When Greed Isn’t Good: Impulses That Will Cost You

By Eric Fry

Editor’s Note: Want to hear a joke?

What do you get when the Dow drops 666 points on Friday, another 1,175 on Monday and then ends 567 points up yesterday?

A big “nothing burger.”

Okay, I don’t want to be totally dismissive – maybe more like “nothing sliders.”

If you’ve been following the strategists at Investment U, you know that the recent volatility in the market is not akin to the dot-com implosion of 2000 or the Great Recession of 2008.

For starters, the economy’s fundamentals are strong – very strong. As fourth quarter earnings continue to come in, more than 75% have beaten Wall Street’s expectations.

Unemployment is low, wages are rising (as are interest rates, which isn’t a bad thing considering we’ve been at near zero for a decade) and Trump’s tax reform is taking hold – I hear a new story almost daily about yet another company planning to invest more in its business or give its employees surprise bonuses.

Today’s guest contributor, Macro Strategist Eric Fry, wrote last week about market volatility. He believes that the market is likely correcting for some of the more recent speculative greed that’s caused its value to artificially inflate.

So the moral of my note today is to remain calm. We here at The Oxford Club believe this will all shake out and possibly provide some great value-buying opportunities in the weeks and months ahead.

By the way, if you want to tell a really good joke, use one that starts with “A priest, a rabbi and a kangaroo walk into a bar…” And if you want to hear more from Eric Fry, click here.

– Donna DiVenuto-Ball, Managing Editor

Greed isn’t always good. Sometimes it’s a very costly impulse. The present moment may be one of those times.

Greed seduces; it never promises. Sometimes its seductions deliver a satisfying result… other times, not so much. That’s why greed is such an unreliable investment partner… especially when greed’s guidance is pointing toward a “sure thing.”

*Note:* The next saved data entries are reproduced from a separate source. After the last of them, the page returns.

PR #6282, opened 2017-05-12
allow plot ranges to accept (start, end) tuples

### LINKED ISSUE #1112: line tutorial Range ValueError
I just worked through the lines tutorial (I like it - thanks), but encountered problems with the very end exercise of setting x_range and y_range parameters.  I first tried passing a list [-10,10](which is what is done in the solutions).  I got a ValueError:

ValueError: expected an instance of type Range, got [-10, 10] of type list

OK, so perhaps I'm stubborn, so I tried a tuple, wondering if better conversion existed for it:

ValueError: expected an instance of type Range, got (-10, 10) of type tuple

However, it looks like I really should be using bokeh.objects.Range1D objects, as pointed out in the next (scatter.py) example.

I've read in other issues (searching for duplicate issues) that this tutorial will be replaced soon.  Is this a general issue (bug) that lists and tuples _should_ work for this argument - or should the tutorial rework include a step to create Range1D objects?

This was done with Bokeh 0.5.2 - please disregard if the master branch fixes this behavior.

bryevdv:
- [x] issues: fixes #1112
- [x] tests added / passed

Just trying to pass over old tickets to close or complete if they are trivial. This should be uncontroversial.

### DIFF
--- a/bokeh/models/plots.py
+++ b/bokeh/models/plots.py
@@ -6,7 +6,7 @@ from __future__ import absolute_import
 from six import string_types
 
 from ..core.enums import Location
-from ..core.properties import Auto, Bool, Dict, Either, Enum, Include, Instance, Int, List, Override, String
+from ..core.properties import Auto, Bool, Dict, Either, Enum, Float, Include, Instance, Int, List, Override, String, Tuple
 from ..core.property_mixins import LineProps, FillProps
 from ..core.query import find
 from ..core.validation import error, warning
@@ -21,7 +21,7 @@ from .axes import Axis
 from .glyphs import Glyph
 from .grids import Grid
 from .layouts import LayoutDOM
-from .ranges import Range, FactorRange
+from .ranges import FactorRange, Range, Range1d
 from .renderers import DataRenderer, DynamicImageRenderer, GlyphRenderer, Renderer, TileRenderer
 from .sources import DataSource, ColumnDataSource
 from .tools import Tool, Toolbar, ToolEvents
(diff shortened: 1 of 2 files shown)


canavandl:
So I'm a soft -1 on this PR. It's counter to my "no magic" bokeh.models API feelings.

Additionally, ``bokeh.plotting.figure`` accepts a list of strings and generates a FactorRange, so this change doesn't fully reflect that API either. I'd rather just close the parent issue as won't fix.

bryevdv:
> Additionally, bokeh.plotting.figure accepts a list of strings and generates a FactorRange, so this change doesn't fully reflect that API either. I'd rather just close the parent issue as won't fix.

It would be easy enough to accept a list of strings and create a factor range. The main reason I am +1 on this is that it alot of examples are getting fairly import-heavy, and this would allow users to do something simple and common thing without having  to reach for yet another import. Apart from that I think being able to set a range as a tuple is just a very reasonable ask that is probably supported by almost any other library.

canavandl:
Ok - if we add support for creating FactorRanges in the same way, i'm ok with this change.

For consistency, should Title ``accept`` a string? Was there a reason why we didn't do that before? (The docstring is out of date there at least).

Am I correct in assuming there's minimal likelihood of user confusion by setting a tuple and creating a new range instead of updating a current one.

```python
p.x_range.callback = some_callback
p.x_range = (0,1) # creates a new range without the above callback
```

mattpap:
> ```
> p.x_range.callback = some_callback
> p.x_range = (0,1) # creates a new range without the above callback
> ```

This and linked plots. I'm not against this feature, but I would prefer to update existing range instead of creating a new one. I think we don't have support for this pattern in properties.

bryevdv:
OK I can agree with the notion that it would be better to update existing ranges in place, in cases where that is feasible. But I think that would require some additional machinery to pass more information to the `.accepts` converter in order to implement. I will close this PR but leave the original issue open.

PR #6296, opened 2017-05-16
Pin sphinx==1.5.1 and clean up dev_guide/documentation deps section

### LINKED ISSUE #6228: Task: add missing `packaging` dependency to documentation requirements
Task: add missing `packaging` dependency to documentation requirements in documentation at: http://bokeh.pydata.org/en/latest/docs/dev_guide/documentation.html#devguide-documentation

Also, ``packaging`` is listed twice in the meta.yaml file. We should clean that up.

canavandl:
* Pin to sphinx=1.5.1
* Remove duplicate `packaging` entry in meta.yaml
* Clean up dev_guide/documentation deps sections

- [x] issues: fixes #6228
- [ ] tests added / passed

### DIFF
--- a/conda.recipe/meta.yaml
+++ b/conda.recipe/meta.yaml
@@ -25,7 +25,6 @@ requirements:
     - pycurl
     - packaging
     - six
-    - packaging
     - python-dateutil
     - numpy
     - yaml
--- a/conda.recipe/meta.yaml
+++ b/conda.recipe/meta.yaml
@@ -49,11 +49,11 @@ test:
   requires:
     # docs
     - pygments
-    - sphinx >=1.3.1
+    - sphinx==1.5.1
+    # pyyaml installed by bokeh
+    # packaging installed by bokeh
 
     # tests
-    # pyyaml installed by bokeh
-    # jinja2 installed by bokeh
     - colorama
     - coverage
     - flake8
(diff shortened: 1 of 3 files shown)


bryevdv:
Is the CI build actually picking up bad versions of sphinx? If not I'd rather not pin. There fix for this has already been merged in Sphinx, I'd rather set a min version when when the next version of sphinx comes out.

conda.recipe/meta.yaml
```diff
@@ -50,11 +49,11 @@ test:
   requires:
     # docs
     - pygments
-    - sphinx >=1.3.1
+    - sphinx >=1.4
```
canavandl: This matches the current conf.py (and 1.3.1 doesn't work)

conda.recipe/meta.yaml
```diff
@@ -25,7 +25,6 @@ requirements:
     - pycurl
     - packaging
     - six
-    - packaging
```
bryevdv: Isn't this needed by the TravisCI docs build?

canavandl: it's a duplicate (look up two rows)

bryevdv: doh :)

PR #6310, opened 2017-05-20
Enabling/ Disabling re-ordering of columns in DataTable (freezing columns in place)

### LINKED ISSUE #6286: Enabling/ Disabling re-ordering of columns in DataTable (freezing columns in place)
Just putting in a simple request to allow the user to specify whether the columns in a DataTable can  be re-ordered or not. Currently the user can always move the columns around, but sometimes you may want to freeze say the first column or all columns in their initial positions within the table.

As Bryan pointed out, the option is currently hard coded and could easily be exposed. (https://github.com/bokeh/bokeh/blob/master/bokehjs/src/coffee/models/widgets/data_table.coffee#L158)

anthonydouc:
Addresses allowing fixed columns in datatable. https://github.com/bokeh/bokeh/issues/6286

Assuming no extra documentation is needed. 

If a test is needed I can do that too tomorrow.

* [x] issues: fixes #6286 
* [ ] tests added / passed
* [X] release document entry (if new feature or API change)

### DIFF
--- a/bokeh/models/widgets/tables.py
+++ b/bokeh/models/widgets/tables.py
@@ -353,7 +353,13 @@ class DataTable(TableWidget):
     sort direction. Use Ctrl + click to return to natural order. Use
     Shift + click to sort multiple columns simultaneously.
     """)
-
+    
+    reorderable = Bool(True, help="""
+    Allows the reordering of a tables's columns. To reorder a column, 
+    click and drag a table's header to the desired location in the table.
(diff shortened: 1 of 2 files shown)


bryevdv:
@anthonydouc Looks great! I've tested locally and everything works exactly as expected. 

For something like this, the only simple test is to to make sure the Python/JS sides have the same default values, and that happens automatically, so there's not any other test I'd suggest. 

Thanks for the contribution!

The more an investment seems like a sure thing, the more likely it is to disappoint, if not utterly fail.

In the world of investing, we call greed “bullishness.” The opposite sentiments of caution and fear are called “bearishness.” Whenever either one of these sentiments reaches an extreme among the investing public, the stock market typically reverses course and heads in the opposite direction.

In other words, investors tend to become extremely bullish at major stock market peaks, just before a sell-off begins. And they become extremely bearish at major stock market bottoms, just before a new upswing begins.

These patterns have repeated themselves over and over again throughout the long history of financial market booms and busts.

At first blush, it may seem confusing and counterintuitive that extreme bullishness would precede a sell-off. But actually, this phenomenon is fairly straightforward.

When investors lack fear, they also lack caution… and when they lack caution, they take risks. The longer those risks pay off, the more invulnerable they feel.